::: Record set
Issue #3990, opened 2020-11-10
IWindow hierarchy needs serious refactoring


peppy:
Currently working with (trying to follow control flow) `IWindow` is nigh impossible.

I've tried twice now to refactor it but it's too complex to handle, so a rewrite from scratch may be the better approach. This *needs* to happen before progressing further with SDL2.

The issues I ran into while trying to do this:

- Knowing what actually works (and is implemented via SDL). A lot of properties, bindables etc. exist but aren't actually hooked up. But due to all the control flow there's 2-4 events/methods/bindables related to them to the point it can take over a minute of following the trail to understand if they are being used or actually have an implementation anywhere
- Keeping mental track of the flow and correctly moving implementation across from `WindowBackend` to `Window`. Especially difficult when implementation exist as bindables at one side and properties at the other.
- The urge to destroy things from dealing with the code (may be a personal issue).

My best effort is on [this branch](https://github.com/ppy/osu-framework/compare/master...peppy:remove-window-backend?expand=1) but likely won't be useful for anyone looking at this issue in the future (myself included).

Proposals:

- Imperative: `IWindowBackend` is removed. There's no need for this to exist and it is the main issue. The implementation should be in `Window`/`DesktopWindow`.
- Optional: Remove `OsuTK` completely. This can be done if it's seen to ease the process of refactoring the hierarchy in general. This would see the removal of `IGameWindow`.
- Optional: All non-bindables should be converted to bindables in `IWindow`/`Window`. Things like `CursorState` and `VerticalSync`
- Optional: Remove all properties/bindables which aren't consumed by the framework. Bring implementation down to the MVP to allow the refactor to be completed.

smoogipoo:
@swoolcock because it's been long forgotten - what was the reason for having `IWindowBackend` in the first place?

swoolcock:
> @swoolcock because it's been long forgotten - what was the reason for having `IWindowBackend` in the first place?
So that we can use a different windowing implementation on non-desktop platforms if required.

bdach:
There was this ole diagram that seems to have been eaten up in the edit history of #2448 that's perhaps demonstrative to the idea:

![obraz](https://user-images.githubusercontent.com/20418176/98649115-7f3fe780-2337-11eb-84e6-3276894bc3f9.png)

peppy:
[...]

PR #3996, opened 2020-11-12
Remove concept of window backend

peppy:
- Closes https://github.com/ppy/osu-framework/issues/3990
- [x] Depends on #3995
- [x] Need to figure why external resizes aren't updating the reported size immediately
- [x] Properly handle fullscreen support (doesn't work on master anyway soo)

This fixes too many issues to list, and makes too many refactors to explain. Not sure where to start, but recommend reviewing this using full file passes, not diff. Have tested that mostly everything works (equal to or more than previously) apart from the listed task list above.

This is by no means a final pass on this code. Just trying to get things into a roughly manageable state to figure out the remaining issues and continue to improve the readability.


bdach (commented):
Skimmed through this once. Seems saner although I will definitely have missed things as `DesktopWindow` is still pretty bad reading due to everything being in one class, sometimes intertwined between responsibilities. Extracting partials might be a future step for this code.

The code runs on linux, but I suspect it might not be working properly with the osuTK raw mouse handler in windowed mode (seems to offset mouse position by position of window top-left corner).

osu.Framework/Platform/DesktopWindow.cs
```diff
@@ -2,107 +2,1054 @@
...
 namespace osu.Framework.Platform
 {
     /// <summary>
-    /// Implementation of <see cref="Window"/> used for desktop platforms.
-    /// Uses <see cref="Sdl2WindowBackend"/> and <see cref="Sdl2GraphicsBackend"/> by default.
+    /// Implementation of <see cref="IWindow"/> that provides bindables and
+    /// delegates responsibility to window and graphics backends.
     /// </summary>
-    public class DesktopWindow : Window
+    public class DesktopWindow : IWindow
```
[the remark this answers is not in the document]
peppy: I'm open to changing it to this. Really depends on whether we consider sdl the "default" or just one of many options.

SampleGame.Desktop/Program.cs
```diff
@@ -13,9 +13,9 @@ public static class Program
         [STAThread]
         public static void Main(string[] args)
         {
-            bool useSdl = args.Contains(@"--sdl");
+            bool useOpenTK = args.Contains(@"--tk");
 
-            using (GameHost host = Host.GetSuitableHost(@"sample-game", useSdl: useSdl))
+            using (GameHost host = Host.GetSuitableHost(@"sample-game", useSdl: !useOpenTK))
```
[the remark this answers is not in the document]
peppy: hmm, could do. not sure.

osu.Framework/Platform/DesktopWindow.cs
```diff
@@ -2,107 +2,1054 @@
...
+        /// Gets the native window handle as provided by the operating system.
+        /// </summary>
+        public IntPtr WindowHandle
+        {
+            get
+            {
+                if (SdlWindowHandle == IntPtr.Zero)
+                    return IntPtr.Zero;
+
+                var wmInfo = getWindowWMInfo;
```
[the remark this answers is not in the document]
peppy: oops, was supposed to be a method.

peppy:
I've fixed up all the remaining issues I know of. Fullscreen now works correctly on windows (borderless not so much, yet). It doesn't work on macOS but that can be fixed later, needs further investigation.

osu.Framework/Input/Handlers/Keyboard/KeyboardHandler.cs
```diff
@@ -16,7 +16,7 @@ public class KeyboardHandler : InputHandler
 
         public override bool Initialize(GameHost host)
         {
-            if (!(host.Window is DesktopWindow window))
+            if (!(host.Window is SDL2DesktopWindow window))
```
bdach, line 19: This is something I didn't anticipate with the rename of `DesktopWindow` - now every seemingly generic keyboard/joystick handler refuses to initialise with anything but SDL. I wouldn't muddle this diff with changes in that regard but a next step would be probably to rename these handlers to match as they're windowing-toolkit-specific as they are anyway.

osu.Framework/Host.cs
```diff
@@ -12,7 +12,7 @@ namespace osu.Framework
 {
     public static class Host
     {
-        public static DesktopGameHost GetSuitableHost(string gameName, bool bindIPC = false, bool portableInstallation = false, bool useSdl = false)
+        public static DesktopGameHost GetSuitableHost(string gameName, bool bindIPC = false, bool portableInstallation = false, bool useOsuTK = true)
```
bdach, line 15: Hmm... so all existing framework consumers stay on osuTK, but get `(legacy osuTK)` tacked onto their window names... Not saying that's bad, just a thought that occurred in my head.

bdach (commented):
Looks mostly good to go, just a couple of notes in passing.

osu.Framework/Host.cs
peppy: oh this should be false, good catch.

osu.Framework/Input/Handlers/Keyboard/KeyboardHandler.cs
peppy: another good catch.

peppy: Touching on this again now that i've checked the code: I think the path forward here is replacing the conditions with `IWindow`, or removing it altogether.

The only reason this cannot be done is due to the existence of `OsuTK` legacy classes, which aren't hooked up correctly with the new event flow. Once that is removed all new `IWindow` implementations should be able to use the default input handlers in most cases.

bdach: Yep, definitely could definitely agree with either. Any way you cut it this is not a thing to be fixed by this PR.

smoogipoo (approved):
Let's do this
::::::
::: Record set
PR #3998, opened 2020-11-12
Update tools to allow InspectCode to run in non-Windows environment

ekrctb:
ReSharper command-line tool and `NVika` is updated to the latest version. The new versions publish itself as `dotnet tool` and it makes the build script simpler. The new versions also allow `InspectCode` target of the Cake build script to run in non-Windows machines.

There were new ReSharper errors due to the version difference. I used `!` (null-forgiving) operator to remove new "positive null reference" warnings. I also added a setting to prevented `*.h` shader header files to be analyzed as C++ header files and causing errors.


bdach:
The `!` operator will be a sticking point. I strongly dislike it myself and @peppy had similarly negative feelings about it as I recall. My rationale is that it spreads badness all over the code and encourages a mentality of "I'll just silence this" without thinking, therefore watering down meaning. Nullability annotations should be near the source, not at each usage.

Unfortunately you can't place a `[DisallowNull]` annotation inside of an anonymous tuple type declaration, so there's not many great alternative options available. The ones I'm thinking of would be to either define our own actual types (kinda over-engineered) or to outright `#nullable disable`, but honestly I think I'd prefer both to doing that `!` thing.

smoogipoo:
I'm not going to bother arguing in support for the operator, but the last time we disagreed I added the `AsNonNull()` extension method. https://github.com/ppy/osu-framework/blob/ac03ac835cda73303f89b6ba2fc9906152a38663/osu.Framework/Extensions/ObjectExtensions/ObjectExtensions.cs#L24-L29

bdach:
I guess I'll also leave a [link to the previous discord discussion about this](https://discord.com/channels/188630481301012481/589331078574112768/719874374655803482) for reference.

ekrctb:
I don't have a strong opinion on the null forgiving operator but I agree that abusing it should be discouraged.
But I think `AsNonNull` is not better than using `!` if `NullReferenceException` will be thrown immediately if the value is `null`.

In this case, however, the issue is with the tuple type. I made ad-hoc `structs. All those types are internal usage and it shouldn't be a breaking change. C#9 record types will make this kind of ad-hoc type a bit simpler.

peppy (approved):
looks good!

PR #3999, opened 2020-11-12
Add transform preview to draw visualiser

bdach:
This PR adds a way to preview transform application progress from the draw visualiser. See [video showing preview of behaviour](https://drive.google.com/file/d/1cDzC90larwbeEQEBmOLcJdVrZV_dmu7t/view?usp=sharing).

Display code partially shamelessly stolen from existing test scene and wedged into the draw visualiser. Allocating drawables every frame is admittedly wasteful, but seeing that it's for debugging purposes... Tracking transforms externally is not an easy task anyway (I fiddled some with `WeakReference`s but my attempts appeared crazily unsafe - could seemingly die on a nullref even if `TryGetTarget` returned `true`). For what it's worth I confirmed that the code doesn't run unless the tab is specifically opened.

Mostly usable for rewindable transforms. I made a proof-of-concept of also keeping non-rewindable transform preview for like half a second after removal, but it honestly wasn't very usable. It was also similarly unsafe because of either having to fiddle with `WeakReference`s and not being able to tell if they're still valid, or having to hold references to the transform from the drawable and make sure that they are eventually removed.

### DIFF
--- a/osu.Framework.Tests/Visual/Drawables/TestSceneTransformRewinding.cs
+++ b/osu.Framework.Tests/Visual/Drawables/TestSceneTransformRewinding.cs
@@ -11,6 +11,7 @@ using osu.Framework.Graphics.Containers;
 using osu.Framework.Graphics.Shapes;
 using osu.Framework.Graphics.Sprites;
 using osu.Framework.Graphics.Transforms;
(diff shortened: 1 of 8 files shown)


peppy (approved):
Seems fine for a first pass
::::::
▸ Problem to solve:
Using the entries above, give again exactly the lines from the line holding "Remove concept of window backend" through the line holding "- [x] Properly". Include both end lines and nothing else.

▸ Exercise response:
Remove concept of window backend

peppy:
- Closes https://github.com/ppy/osu-framework/issues/3990
- [x] Depends on #3995
- [x] Need to figure why external resizes aren't updating the reported size immediately
- [x] Properly handle fullscreen support (doesn't work on master anyway soo)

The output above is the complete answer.